Saved entries:
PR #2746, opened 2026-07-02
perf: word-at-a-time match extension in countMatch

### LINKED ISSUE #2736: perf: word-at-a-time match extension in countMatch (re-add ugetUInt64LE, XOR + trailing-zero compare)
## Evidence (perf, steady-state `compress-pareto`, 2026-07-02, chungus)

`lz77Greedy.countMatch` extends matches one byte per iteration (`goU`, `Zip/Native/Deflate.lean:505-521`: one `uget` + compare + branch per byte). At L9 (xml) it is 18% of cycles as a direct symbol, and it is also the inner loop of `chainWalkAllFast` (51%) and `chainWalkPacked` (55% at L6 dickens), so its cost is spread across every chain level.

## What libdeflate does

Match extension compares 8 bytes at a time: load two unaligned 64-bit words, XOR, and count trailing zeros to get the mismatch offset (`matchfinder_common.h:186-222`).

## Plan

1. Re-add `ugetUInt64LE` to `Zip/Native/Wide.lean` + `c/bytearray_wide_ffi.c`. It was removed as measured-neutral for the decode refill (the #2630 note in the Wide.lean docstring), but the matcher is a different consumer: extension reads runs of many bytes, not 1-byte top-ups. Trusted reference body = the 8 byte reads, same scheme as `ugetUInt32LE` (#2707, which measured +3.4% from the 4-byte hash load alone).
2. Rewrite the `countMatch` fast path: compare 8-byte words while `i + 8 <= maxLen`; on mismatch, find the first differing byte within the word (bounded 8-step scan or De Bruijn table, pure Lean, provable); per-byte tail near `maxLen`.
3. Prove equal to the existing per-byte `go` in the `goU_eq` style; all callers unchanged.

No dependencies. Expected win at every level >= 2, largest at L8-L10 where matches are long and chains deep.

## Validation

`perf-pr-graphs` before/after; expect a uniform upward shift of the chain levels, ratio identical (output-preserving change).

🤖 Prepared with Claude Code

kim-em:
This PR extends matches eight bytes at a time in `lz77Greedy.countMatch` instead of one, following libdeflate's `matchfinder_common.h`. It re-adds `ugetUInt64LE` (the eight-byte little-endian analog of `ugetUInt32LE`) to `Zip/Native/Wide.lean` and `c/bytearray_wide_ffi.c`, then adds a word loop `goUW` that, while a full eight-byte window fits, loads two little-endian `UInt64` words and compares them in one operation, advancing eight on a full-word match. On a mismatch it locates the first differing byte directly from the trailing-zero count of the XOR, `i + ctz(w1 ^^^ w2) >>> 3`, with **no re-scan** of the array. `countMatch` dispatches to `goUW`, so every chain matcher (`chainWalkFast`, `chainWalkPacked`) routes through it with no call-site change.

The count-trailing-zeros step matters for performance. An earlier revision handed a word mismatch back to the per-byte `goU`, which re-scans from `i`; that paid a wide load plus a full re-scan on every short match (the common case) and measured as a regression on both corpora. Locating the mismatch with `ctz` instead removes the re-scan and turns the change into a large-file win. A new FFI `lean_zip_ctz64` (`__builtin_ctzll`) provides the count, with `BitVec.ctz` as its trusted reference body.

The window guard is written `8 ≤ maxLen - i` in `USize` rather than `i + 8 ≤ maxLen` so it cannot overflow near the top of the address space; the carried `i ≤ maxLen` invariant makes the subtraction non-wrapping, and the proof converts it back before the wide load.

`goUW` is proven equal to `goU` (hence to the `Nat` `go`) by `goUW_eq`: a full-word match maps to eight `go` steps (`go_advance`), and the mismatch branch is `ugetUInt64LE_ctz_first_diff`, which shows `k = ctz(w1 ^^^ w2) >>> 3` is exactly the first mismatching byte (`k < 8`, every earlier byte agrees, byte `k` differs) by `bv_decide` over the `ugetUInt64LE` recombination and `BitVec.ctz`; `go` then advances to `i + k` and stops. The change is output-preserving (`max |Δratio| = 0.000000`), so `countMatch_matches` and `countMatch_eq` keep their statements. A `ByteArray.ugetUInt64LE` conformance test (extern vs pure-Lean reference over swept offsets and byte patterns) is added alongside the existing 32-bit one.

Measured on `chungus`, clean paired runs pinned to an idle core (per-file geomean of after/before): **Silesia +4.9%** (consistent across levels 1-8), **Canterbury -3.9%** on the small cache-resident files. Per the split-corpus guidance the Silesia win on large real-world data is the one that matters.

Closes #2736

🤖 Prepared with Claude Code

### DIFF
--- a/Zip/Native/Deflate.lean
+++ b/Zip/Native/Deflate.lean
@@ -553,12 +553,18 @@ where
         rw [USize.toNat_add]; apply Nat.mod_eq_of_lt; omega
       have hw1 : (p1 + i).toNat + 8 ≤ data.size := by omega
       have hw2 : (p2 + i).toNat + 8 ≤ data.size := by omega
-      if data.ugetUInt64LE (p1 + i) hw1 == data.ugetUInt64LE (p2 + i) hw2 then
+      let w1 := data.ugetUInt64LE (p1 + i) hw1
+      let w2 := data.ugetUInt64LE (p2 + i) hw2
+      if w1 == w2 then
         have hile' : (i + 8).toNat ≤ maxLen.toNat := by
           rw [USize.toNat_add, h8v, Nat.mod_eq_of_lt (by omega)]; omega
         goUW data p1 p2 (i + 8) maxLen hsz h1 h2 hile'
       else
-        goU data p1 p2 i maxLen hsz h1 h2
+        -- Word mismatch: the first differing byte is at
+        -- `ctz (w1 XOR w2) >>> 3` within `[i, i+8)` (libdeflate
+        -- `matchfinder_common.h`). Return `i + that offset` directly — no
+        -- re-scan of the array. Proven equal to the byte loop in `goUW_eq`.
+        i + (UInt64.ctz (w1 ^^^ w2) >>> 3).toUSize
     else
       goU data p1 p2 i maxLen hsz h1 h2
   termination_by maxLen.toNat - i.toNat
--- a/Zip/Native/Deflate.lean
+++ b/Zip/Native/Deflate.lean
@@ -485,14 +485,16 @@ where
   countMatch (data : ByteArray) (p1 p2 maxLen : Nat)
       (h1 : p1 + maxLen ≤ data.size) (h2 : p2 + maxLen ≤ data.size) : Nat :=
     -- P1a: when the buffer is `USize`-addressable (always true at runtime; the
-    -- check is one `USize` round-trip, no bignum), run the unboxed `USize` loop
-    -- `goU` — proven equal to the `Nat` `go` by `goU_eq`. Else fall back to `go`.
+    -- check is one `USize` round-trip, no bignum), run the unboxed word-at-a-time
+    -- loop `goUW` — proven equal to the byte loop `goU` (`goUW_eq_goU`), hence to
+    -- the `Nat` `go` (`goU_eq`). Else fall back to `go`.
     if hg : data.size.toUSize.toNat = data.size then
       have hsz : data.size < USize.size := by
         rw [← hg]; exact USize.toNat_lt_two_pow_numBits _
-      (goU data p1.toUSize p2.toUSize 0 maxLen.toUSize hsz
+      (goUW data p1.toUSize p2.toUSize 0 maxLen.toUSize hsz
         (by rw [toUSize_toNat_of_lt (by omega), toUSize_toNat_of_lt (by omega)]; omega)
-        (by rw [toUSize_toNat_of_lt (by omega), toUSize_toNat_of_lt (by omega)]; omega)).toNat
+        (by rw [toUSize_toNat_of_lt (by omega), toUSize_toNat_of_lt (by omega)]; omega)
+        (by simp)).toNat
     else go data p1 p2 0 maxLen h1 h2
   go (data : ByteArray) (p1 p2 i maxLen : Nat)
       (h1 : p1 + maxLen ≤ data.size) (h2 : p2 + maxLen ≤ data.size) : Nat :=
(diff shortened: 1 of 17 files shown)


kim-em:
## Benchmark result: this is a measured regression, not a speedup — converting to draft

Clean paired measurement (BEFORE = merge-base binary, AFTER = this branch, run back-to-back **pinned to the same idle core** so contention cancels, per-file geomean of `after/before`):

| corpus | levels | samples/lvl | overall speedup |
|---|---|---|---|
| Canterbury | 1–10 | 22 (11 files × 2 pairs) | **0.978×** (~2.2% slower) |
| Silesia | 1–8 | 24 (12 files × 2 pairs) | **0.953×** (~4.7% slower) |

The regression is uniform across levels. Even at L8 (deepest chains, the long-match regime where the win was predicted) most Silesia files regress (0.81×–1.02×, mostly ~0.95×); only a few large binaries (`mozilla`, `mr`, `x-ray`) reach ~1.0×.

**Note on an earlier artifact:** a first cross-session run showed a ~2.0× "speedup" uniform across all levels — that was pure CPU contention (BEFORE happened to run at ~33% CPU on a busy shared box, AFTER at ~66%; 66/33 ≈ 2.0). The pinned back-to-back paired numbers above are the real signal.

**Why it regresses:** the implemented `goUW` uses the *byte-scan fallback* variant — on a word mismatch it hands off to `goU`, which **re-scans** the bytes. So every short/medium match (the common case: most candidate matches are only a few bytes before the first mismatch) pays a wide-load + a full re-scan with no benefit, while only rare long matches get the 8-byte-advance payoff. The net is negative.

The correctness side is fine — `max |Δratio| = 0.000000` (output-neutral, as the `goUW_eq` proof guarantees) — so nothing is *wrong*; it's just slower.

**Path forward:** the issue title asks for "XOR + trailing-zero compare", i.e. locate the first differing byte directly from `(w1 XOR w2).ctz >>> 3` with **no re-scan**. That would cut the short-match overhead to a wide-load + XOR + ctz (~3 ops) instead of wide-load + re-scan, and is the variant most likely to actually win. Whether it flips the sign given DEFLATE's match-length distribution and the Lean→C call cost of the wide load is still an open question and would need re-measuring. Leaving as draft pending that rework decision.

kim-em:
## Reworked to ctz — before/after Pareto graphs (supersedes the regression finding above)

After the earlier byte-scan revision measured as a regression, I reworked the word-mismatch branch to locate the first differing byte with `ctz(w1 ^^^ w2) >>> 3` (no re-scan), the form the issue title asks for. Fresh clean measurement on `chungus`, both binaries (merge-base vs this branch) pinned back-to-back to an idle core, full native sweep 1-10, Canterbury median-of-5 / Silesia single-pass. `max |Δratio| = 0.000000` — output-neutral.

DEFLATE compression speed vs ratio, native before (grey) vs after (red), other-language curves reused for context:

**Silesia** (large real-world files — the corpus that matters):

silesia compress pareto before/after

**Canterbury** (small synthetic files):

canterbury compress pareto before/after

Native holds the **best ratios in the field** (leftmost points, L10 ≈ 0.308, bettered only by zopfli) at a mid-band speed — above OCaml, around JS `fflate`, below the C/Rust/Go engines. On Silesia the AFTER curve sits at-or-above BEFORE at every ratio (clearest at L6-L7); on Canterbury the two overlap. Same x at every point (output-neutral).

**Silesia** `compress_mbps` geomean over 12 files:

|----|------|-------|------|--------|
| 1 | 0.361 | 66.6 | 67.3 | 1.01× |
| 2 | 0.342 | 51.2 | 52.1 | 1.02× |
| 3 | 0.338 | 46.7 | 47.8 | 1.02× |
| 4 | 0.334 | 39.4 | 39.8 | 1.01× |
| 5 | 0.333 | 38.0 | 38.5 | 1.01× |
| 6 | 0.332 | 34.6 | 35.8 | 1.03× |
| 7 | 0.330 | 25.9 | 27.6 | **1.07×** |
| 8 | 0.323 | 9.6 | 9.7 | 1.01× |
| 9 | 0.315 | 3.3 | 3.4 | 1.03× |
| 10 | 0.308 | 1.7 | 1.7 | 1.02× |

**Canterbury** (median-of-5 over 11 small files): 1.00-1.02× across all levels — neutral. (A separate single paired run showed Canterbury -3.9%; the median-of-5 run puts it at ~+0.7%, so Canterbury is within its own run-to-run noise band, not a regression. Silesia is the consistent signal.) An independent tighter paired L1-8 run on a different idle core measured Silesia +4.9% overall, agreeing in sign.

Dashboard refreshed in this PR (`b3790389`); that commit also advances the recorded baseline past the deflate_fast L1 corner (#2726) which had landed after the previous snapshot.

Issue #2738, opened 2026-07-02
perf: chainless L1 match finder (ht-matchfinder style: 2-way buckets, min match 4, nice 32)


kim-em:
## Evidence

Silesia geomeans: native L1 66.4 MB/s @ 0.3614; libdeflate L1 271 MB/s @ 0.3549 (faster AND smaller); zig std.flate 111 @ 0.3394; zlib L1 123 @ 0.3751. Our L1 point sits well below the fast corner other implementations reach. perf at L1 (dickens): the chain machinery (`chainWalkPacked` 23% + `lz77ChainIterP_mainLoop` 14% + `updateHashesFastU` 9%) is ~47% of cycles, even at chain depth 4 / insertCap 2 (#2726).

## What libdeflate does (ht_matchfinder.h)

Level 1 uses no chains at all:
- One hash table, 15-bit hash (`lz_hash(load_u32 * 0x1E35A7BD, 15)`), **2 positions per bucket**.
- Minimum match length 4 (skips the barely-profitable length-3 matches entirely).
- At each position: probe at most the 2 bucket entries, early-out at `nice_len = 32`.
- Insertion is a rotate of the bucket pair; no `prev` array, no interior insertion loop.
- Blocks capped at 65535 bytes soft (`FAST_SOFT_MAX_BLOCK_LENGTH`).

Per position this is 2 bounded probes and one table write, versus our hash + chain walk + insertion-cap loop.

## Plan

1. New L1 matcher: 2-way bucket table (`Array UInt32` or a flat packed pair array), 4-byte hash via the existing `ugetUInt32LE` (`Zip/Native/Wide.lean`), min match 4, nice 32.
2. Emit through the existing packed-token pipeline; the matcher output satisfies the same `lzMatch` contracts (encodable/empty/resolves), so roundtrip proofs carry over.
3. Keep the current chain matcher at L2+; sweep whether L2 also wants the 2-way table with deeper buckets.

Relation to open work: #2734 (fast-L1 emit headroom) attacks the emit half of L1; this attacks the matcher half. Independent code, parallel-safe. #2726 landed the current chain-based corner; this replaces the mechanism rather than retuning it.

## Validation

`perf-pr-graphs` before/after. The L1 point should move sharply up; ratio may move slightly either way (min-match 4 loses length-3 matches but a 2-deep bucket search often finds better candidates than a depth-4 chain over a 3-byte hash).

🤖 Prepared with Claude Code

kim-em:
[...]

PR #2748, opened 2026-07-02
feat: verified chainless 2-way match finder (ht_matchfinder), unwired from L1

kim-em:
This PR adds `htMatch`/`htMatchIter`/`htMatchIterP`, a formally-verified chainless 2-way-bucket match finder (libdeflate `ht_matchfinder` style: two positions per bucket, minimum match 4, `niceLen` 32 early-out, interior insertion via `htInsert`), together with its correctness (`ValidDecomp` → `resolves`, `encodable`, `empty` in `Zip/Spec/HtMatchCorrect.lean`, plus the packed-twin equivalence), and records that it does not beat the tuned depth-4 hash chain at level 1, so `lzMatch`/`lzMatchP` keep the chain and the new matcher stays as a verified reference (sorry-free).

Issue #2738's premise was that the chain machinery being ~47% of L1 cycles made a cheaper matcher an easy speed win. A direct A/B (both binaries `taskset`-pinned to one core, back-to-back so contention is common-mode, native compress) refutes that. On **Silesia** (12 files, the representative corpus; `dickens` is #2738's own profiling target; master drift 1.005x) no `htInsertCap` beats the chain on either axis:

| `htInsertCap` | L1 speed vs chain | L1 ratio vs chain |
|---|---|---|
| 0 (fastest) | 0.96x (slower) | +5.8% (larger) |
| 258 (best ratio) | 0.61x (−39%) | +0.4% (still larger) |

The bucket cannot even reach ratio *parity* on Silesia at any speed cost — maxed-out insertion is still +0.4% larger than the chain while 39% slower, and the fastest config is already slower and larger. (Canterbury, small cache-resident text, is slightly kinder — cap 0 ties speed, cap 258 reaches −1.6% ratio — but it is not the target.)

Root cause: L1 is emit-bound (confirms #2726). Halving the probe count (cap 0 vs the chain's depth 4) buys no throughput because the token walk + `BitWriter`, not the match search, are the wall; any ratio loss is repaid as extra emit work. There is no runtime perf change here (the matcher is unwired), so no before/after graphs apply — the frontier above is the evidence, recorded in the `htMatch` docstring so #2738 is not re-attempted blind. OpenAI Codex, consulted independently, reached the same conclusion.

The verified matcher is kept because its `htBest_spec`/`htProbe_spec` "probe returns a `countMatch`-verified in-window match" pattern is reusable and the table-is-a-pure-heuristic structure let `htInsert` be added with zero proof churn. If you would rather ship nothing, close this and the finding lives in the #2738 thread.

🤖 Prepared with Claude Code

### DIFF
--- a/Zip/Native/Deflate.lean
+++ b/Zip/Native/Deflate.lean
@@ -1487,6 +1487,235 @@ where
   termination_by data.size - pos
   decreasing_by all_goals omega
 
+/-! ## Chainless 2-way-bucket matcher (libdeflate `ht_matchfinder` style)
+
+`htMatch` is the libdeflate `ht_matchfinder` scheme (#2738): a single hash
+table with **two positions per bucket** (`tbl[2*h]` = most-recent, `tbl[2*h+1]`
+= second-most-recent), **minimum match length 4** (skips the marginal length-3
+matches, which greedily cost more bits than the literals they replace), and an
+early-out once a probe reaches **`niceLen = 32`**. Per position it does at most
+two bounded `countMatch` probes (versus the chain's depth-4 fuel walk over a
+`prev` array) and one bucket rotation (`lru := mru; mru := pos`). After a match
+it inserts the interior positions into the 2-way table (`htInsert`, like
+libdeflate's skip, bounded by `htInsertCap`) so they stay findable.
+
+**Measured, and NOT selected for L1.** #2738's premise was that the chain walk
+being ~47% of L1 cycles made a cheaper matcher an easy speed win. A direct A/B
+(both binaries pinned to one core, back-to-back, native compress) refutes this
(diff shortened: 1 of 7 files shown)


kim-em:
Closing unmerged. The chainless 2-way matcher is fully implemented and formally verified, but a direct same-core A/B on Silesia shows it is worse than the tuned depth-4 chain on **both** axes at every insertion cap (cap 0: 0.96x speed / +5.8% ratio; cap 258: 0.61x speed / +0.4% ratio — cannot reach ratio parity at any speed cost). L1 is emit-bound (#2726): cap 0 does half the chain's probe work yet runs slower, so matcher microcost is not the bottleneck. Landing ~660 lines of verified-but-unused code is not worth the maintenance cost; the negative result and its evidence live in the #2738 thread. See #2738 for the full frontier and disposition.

WHAT TO DO: Some lines in the data above may hold the word "measurement". Say how many, with no other words.

ANSWER TO THE PROBLEM: 2